#### Material provided

PR #2091, opened 2017-03-24
+ History will be properly created when adding a new person from the Edit Family screen. (Fixes #1726)

### LINKED ISSUE #1726: Creation of person from Edit Family page is not logged in history
### Description

When a new person is added from the Edit Family page, nothing is inserted into the History recording that person's data or the time it was entered. This has left us with lots of people created in our system but no record of who did it or when, which is often necessary when trying to correct bad data.
### Steps to Reproduce
1. Added a new family with two people from the Add Family screen. Each one has history entries to show when they were created and what their values were.
2. Click on Edit Family from one of these new people and choose Add Person
3. Enter new person's details and Save

**Expected behavior:** 

History is created just like it is when adding a person from the New Family page

**Actual behavior:**

No history is created.
### Versions

[RockDiagnostics-EZRS8J.txt](https://github.com/SparkDevNetwork/Rock/files/445570/RockDiagnostics-EZRS8J.txt)
[RockDiagnostics-ROCK1.txt](https://github.com/SparkDevNetwork/Rock/files/445571/RockDiagnostics-ROCK1.txt)

Rock Version: Rock McKinley 5.1
Client Culture Setting: en-US

This is happening on our local install and on the rock demo site (diagnostics attached for both).

chrismcgrath:
# Contributor Agreement

Yes

# Context

Investigating the creation of Person records, we would often find records that had no information in the History screen about when they were created, by whom, or what their values were at creation. We found that this was happening when people were added from the Edit Family screen.

# Goal

To create History records when a person is added from the Edit Family screen.

# Strategy

The ID used to save the history was the GroupMember ID rather than the Person's ID. Fixed that. 

Also removed extraneous history that was being saved to a -1 ID. 

# Tests

# Possible Implications

# Screenshots

# Documentation

### DIFF
--- a/RockWeb/Blocks/Crm/PersonDetail/EditGroup.ascx.cs
+++ b/RockWeb/Blocks/Crm/PersonDetail/EditGroup.ascx.cs
@@ -1067,9 +1067,6 @@ namespace RockWeb.Blocks.Crm.PersonDetail
 
                     foreach ( var groupMemberInfo in GroupMembers )
                     {
-                        var memberChanges = new List<string>();
-                        var demographicChanges = new List<string>();
-
                         var role = _groupType.Roles.Where( r => r.Guid.Equals( groupMemberInfo.RoleGuid ) ).FirstOrDefault();
                         if ( role == null )
                         {
@@ -1084,9 +1081,6 @@ namespace RockWeb.Blocks.Crm.PersonDetail
                             Person person = null;
                             if ( groupMemberInfo.Id == -1 )
                             {
-                                // added new person
-                                demographicChanges.Add( "Created" );
-
                                 person = new Person();
 
                                 person.TitleValueId = groupMemberInfo.TitleValueId;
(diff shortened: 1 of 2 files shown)


RockWeb/Blocks/Crm/PersonDetail/EditGroup.ascx.cs
```diff
@@ -1132,25 +1126,14 @@ protected void btnSave_Click( object sender, EventArgs e )
                                 return;
                             }
 
-                            if ( _isFamilyGroupType )
-                            {
-                                if ( person.RecordStatusValueId != recordStatusValueID )
```
nairdo: I'm not sure I understand why this code was removed.  This case occurs when adding an existing person into the edited family and when their _current/old_ record status is different than what is being set on the edit form.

########

Required action ▸ Copy every line from the records that holds the string "RockDiagnostics".

Exercise answer ▸
[RockDiagnostics-EZRS8J.txt](https://github.com/SparkDevNetwork/Rock/files/445570/RockDiagnostics-EZRS8J.txt)
[RockDiagnostics-ROCK1.txt](https://github.com/SparkDevNetwork/Rock/files/445571/RockDiagnostics-ROCK1.txt)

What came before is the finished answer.